O diretor geral do Google, Fábio Coelho, foi detido nesta quarta-feira pela Polícia Federal, em São Paulo. O
motivo: a companhia, dona do YouTube, se recusou a retirar do site de
compartilhamento um vídeo em que Alcides Bernal (PP), candidato à
Prefeitura de Campo Grande (MS), é acusado de prática criminosa. Segundo nota da PF, por se tratar de um "crime de menor potencial ofensivo", Coelho não permanecerá preso. Após assinar um termo de ocorrência, deverá ser liberado.
A decisão de prender o diretor do Google foi tomada pelo juiz Flávio Saad Peren, da 35ª Zona Eleitoral.
Segundo a nota da PF, o magistrado considerou que a empresa violou o
artigo 347 do Código Eleitoral, que trata do descumprimento de ordens da
Justiça Eleitoral, ao manter o vídeo contra Bernal no ar.
"Nesse caso, o juiz pode adotar uma série de medidas, como bloquear o acesso ao YouTube no Brasil, a exemplo do que aconteceu no episódio envolvendo a modelo Daniela Cicarelli, em 2007", diz Renato Opice Blum, advogado e coordenador do curso de direito digital da Escola Paulista de Direito. "Duvido, contudo, que isso aconteça, em função dos graves problemas decorrentes da interrupção do serviço para os usuários."
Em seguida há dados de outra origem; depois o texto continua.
PR #64, opened 2024-05-08
VAULT-26727 - Add support for configuring service configs

codergs:

The PR adds support for configuring profile for Vault Secrets service in addition to setting project and org id. The profile init workflow now will prompt the users to check if they want to configure service profile or not. If yes is chosen, then user will be promoted to select HVS application. 

### How I've tested this PR:
- [x] unit test
- [x] local cli run test 
```
$ hcp profile init
Use the arrow keys to navigate: ↓ ↑ → ←  and / toggles search
? Multiple organizations found. Please select the one you would like to configure.: 
  >test-org
 test-2-org

----- Organization -----
Name:   test-org
ID:     5156c230-562f-42aa-9afe-4582c6ab1e90
```
```
....
✓ Organization with name "test-org" and ID "5156c230-562f-42aa-9afe-4582c6ab1e90" selected
✓ Project with name "test-project" and ID "8e6e60ac-55fd-4906-9ea9-78732432ebdf" selected

Would you like to configure any service related config (y/n)? ? y

Use the arrow keys to navigate: ↓ ↑ → ← 
? Please select the service you would like to configure: 
  ▸ Vault Secrets
```

```
....

✔ Vault Secrets
Use the arrow keys to navigate: ↓ ↑ → ←  and / toggles search
? Multiple apps found. Please select the one you would like to configure.: 
  test-a
  > test-app-2
  test-app-3
  test-app-4

----- Apps -----
Name:   test-app-2
Description This is a test app.
```

```
....
✓ Organization with name "test-org" and ID "5156c230-562f-42aa-9afe-4582c6ab1e90" selected
✓ Project with name "test-project" and ID "8e6e60ac-55fd-4906-9ea9-78732432ebdf" selected

Would you like to configure any service related config (y/n)? y

✔ Vault Secrets
✓ App with name "test-app-2" selected
```

```
$ hcp profile init
$ hcp profile init --vault-secrets
```

### Checklist:


internal/commands/profile/init.go
```diff
@@ -49,6 +56,16 @@ func NewCmdInit(ctx *cmd.Context) *cmd.Command {
 
 			return opts.run()
 		},
+		Flags: cmd.Flags{
+			Local: []*cmd.Flag{
+				{
+					Name:          "vault-secrets",
+					Description:   "Flag to configure current active profile for use with HCP Vault Secrets.",
```
dadgar, line 63: Description shouldn't include that it is a flag. I also think we can drop HCP since it is the `hcp` cli. 

```suggestion
					Description:   "Initialize Vault Secrets configuration.",
```

internal/commands/profile/init.go
```diff
@@ -49,6 +56,16 @@ func NewCmdInit(ctx *cmd.Context) *cmd.Command {
...
+					IsBooleanFlag: true,
+					Value:         flagvalue.Enum([]bool{true, false}, false, &opts.VaultSecrets),
```
dadgar, line 65:
```suggestion
					Value:         flagvalue.Simple(false, &opts.VaultSecrets),
```

internal/commands/profile/init.go
```diff
@@ -62,16 +79,65 @@ type InitOpts struct {
...
+	// Flags
+	VaultSecrets bool
 }
 
 func (i *InitOpts) run() error {
 	if err := i.configureOrgAndProject(); err != nil {
 		return fmt.Errorf("failed configuring organization and project: %w", err)
 	}
 
+	err := i.serviceConfigPrompt()
```
dadgar, line 93: Please add a comment such as

```suggestion
        // If the user hasn't explicitly specified a service to configure, prompt to see if they would like to.
	if err := i.serviceConfigPrompt(); err != nil {
```

internal/commands/profile/init.go
```diff
@@ -62,16 +79,65 @@ type InitOpts struct {
...
+	if i.VaultSecrets {
+		if err := i.configureVaultSecrets(); err != nil {
+			return fmt.Errorf("failed configuring profile for vault secrets: %w", err)
+		}
+	}
+
 	return i.Profile.Write()
 }
 
+func (i *InitOpts) serviceConfigPrompt() error {
```
dadgar, line 107: Add a comment to the function saying what it does.

internal/commands/profile/init.go
```diff
@@ -62,16 +79,65 @@ type InitOpts struct {
...
+	if i.VaultSecrets {
+		return nil
+	}
+
+	if i.IO.CanPrompt() {
```
dadgar, line 112: This isn't needed since the command checks prompting is enabled: https://github.com/hashicorp/hcp/pull/64/files#diff-aae0cdd4820c4e0243986e34d1dd29c5014d2b240bef4b360738cf7e8ff1238cR53

internal/commands/profile/init.go
```diff
@@ -62,16 +79,65 @@ type InitOpts struct {
...
 	}
 
+	err := i.serviceConfigPrompt()
+	if err != nil {
+		return err
+	}
+
+	if i.VaultSecrets {
+		if err := i.configureVaultSecrets(); err != nil {
+			return fmt.Errorf("failed configuring profile for vault secrets: %w", err)
```
dadgar, line 100: Should "vault secrets" be "Vault Secrets"

internal/commands/profile/init.go
```diff
@@ -103,6 +169,62 @@ func (i *InitOpts) configureOrgAndProject() error {
...
+	listAppReq.ProjectID = i.Profile.ProjectID
+	listAppResp, err := i.SecretService.ListApps(listAppReq, nil)
+	if err != nil {
+		return err
+	}
+
+	appCount := len(listAppResp.Payload.Apps)
+
+	if appCount <= 0 {
+		return fmt.Errorf("there are no valid vault secrets apps for your principal. Create one by visiting the HCP Portal (https://portal.cloud.hashicorp.com)")
```
dadgar, line 185: Should this be an error or just an info message printed to `Stderr`? Also should we instruct the user to use `hcp vault-secrets apps create` instead?

internal/commands/profile/property_docs.go
```diff
@@ -50,6 +51,12 @@ func addCoreProperties(b *availablePropertiesBuilder) {
 		and {{ template "mdCodeOrBold" "json" }}.`)
 }
 
+func addVaultSecretsProperties(b *availablePropertiesBuilder) {
+	// vault-secrets
+	b.AddProperty("vault-secrets", "no_color", "If True, color will not be used when printing messages in the terminal.")
```
dadgar, line 56: Copy paste error?

internal/commands/profile/property_docs.go
```diff
@@ -50,6 +51,12 @@ func addCoreProperties(b *availablePropertiesBuilder) {
 		and {{ template "mdCodeOrBold" "json" }}.`)
 }
 
+func addVaultSecretsProperties(b *availablePropertiesBuilder) {
+	// vault-secrets
```
dadgar, line 55: Does the comment add value?

dadgar (changes requested):

internal/commands/profile/init.go
codergs: good idea,  I was following a similar setup to proj, but makes sense to impart more info here.

internal/commands/profile/init.go
codergs: I think why I added is coz current PromptConfirm raises an error, but I was trying to bypass promoting if prompt is disabled.

internal/commands/profile/init.go
```diff
@@ -103,6 +171,67 @@ func (i *InitOpts) configureOrgAndProject() error {
...
+	if err != nil {
+		return err
+	}
+
+	appCount := len(listAppResp.Payload.Apps)
+	if appCount <= 0 {
+		appsCreateDoc := heredoc.New(i.IO, heredoc.WithPreserveNewlines()).Must(`
+No Vault Secrets application found. Create one and set on the active profile by issuing:
+	$ hcp vault-secrets apps create test-app --description="Test app"
+	$ hcp profile set vault-secrets/app_name test-app
```
dadgar, line 189:
```suggestion
No Vault Secrets application found. Create one and set on the active profile by issuing:

	$ hcp vault-secrets apps create test-app --description="Test app"
	$ hcp profile set vault-secrets/app_name test-app
```

.github/CODEOWNERS
```diff
@@ -15,3 +15,4 @@ internal/pkg/waypoint @hashicorp/cloud-waypoint
 
 # Vault Secrets Owned
 *vaultsecrets* @hashicorp/cloud-vault-secrets
+*vault_secrets* @hashicorp/cloud-vault-secrets
```
dadgar, line 18: Can we make the paths explicit?

internal/commands/profile/init.go
```diff
@@ -15,13 +15,19 @@ import (
...
 	"github.com/hashicorp/hcp/internal/pkg/cmd"
+	"github.com/hashicorp/hcp/internal/pkg/flagvalue"
 	"github.com/hashicorp/hcp/internal/pkg/heredoc"
 	"github.com/hashicorp/hcp/internal/pkg/iostreams"
 	"github.com/hashicorp/hcp/internal/pkg/profile"
 	"github.com/manifoldco/promptui"
 )
 
+const (
+	ServiceNameVaultSecrets = "Vault Secrets"
```
dadgar, line 28: Does this const need to be exposed?

dadgar (approved):

.github/CODEOWNERS
codergs: I actually prefer it wider at this point as recently in terraform-provider-hcp we had lots of issues with being explicit. We can lock them down later when a merge to main is planned. Hoping this is a nit at this point .

dadgar: It is a nit but it seems like it will just be `internal/commands/vaultsecrets`. The shared directories are already open to all

codergs: I added one under profile too. If you feel strong for being explicit, then I can do that tomorrow.

dadgar: I think it is okay for platform to be code reviewers when the profile is being modified. That is a resource that we will want to have some consistency across services. Don't want a team to potentially use profiles in an unintended way.

codergs: ok, so in that then this entry isn't needed. For the other one, I'll make the other one explicit.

A decisão de manter o vídeo contra Bernal no ar é idêntica à adotada
pelo Google em situações semelhantes anteriores. Nesses casos, a
companhia defendeu a posição de que, como provedora do serviço de
compartilhamento de vídeos, não pode ser responsabilizada por conteúdos
publicados por usuários.
A empresa já havia recorrido, ao Tribunal Regional Eleitoral, da decisão
que determinara a retirada do vídeo do ar. Foi derrotada. Agora, espera
ainda para esta quarta-feira o julgamento de novo recurso, desta vez
protocolado no Tribunal Superior Eleitoral.